▸ **DATA TO USE**
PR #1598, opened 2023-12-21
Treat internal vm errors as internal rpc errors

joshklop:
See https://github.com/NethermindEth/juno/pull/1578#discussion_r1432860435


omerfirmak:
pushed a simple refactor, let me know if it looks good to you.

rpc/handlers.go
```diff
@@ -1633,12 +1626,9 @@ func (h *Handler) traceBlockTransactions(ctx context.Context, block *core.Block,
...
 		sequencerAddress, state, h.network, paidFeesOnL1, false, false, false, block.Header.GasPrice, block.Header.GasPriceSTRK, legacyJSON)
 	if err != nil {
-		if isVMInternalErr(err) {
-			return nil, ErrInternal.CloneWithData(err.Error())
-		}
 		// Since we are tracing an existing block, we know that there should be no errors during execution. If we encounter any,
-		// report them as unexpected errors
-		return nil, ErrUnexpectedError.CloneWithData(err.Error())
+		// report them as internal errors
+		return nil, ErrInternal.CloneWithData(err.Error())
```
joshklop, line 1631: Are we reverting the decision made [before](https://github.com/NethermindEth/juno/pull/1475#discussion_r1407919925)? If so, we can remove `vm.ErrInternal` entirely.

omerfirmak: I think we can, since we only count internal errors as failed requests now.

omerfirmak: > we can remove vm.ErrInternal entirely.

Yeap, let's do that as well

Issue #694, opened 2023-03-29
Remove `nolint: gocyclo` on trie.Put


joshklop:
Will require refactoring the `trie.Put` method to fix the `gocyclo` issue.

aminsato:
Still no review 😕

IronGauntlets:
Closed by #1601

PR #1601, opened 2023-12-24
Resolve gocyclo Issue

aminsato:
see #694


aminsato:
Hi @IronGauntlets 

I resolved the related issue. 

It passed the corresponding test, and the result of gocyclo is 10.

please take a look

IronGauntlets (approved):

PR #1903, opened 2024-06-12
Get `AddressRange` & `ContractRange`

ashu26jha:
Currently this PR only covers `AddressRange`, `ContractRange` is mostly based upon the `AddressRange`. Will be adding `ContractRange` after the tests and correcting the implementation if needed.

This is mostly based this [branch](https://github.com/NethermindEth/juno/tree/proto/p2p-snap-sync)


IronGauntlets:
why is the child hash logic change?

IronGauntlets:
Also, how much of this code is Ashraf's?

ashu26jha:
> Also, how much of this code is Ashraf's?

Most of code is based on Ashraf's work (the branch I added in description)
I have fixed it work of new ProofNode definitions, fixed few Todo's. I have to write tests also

---

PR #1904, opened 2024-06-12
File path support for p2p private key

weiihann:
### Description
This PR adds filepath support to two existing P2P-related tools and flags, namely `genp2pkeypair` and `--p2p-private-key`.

▸ **YOUR ASSIGNMENT**
Within the material above, copy exactly the lines from the line that holds "PR #1598, opened 2023-12-21" up to and including the line that holds "I resolved the related issue.".

▸ **RESULT**
PR #1598, opened 2023-12-21
Treat internal vm errors as internal rpc errors

joshklop:
See https://github.com/NethermindEth/juno/pull/1578#discussion_r1432860435


omerfirmak:
pushed a simple refactor, let me know if it looks good to you.

rpc/handlers.go
```diff
@@ -1633,12 +1626,9 @@ func (h *Handler) traceBlockTransactions(ctx context.Context, block *core.Block,
...
 		sequencerAddress, state, h.network, paidFeesOnL1, false, false, false, block.Header.GasPrice, block.Header.GasPriceSTRK, legacyJSON)
 	if err != nil {
-		if isVMInternalErr(err) {
-			return nil, ErrInternal.CloneWithData(err.Error())
-		}
 		// Since we are tracing an existing block, we know that there should be no errors during execution. If we encounter any,
-		// report them as unexpected errors
-		return nil, ErrUnexpectedError.CloneWithData(err.Error())
+		// report them as internal errors
+		return nil, ErrInternal.CloneWithData(err.Error())
```
joshklop, line 1631: Are we reverting the decision made [before](https://github.com/NethermindEth/juno/pull/1475#discussion_r1407919925)? If so, we can remove `vm.ErrInternal` entirely.

omerfirmak: I think we can, since we only count internal errors as failed requests now.

omerfirmak: > we can remove vm.ErrInternal entirely.

Yeap, let's do that as well

Issue #694, opened 2023-03-29
Remove `nolint: gocyclo` on trie.Put


joshklop:
Will require refactoring the `trie.Put` method to fix the `gocyclo` issue.

aminsato:
Still no review 😕

IronGauntlets:
Closed by #1601

PR #1601, opened 2023-12-24
Resolve gocyclo Issue

aminsato:
see #694


aminsato:
Hi @IronGauntlets 

I resolved the related issue. 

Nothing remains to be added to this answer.